*** Block opens ***

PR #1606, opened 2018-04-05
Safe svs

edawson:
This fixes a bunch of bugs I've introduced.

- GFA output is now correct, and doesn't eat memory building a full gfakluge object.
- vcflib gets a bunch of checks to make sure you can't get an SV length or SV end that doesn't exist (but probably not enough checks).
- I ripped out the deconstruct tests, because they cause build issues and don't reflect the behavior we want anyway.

*** Block closes ***
*** Block opens ***

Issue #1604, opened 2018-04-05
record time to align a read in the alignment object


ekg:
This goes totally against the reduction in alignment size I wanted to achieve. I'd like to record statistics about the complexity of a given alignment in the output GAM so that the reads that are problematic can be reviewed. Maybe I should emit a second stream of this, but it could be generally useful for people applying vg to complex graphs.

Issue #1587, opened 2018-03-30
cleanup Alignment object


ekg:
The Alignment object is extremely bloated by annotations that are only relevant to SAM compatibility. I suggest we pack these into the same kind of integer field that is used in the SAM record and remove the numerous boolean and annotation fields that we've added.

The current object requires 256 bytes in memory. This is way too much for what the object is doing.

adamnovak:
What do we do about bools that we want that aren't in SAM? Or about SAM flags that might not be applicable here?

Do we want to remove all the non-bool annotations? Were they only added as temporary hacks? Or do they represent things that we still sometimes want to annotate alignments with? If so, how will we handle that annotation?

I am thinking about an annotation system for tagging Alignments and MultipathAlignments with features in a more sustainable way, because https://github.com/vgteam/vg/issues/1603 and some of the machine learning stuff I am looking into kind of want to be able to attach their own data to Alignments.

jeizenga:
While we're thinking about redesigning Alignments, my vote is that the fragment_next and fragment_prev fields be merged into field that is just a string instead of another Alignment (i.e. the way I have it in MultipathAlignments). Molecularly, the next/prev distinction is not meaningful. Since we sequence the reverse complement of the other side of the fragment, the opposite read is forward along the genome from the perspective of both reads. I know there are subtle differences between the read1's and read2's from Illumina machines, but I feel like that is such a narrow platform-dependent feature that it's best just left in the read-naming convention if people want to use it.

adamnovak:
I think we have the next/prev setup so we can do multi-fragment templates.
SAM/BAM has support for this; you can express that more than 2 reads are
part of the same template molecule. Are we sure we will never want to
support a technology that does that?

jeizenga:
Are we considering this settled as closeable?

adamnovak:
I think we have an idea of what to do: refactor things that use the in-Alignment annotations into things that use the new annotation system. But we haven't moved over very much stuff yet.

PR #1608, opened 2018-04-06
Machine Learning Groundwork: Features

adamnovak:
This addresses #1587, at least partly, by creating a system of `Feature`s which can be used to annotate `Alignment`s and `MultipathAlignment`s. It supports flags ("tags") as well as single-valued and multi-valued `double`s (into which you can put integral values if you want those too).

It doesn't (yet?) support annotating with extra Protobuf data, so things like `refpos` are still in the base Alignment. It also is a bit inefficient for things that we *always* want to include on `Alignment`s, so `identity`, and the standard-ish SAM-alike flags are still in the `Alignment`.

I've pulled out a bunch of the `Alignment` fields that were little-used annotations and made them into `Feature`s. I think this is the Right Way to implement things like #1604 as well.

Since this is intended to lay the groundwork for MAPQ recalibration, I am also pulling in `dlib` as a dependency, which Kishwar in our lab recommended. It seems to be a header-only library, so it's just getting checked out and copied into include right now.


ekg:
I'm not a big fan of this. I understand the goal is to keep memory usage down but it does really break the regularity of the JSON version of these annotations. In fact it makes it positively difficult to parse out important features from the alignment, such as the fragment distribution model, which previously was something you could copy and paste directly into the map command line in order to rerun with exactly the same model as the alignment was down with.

*** Block closes ***
*** Block opens ***

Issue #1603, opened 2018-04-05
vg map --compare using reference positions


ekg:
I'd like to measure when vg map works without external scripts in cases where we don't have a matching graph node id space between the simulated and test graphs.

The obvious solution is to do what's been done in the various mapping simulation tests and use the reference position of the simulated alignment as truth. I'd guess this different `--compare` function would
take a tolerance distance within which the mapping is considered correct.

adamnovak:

*** Block closes ***

*Prompt*. Give back, exactly as written, the stretch from the line with "PR #1608, opened 2018-04-06" through the line with "This addresses #1587, at", and no other lines from the records above.

*Result below*.
PR #1608, opened 2018-04-06
Machine Learning Groundwork: Features

adamnovak:
This addresses #1587, at least partly, by creating a system of `Feature`s which can be used to annotate `Alignment`s and `MultipathAlignment`s. It supports flags ("tags") as well as single-valued and multi-valued `double`s (into which you can put integral values if you want those too).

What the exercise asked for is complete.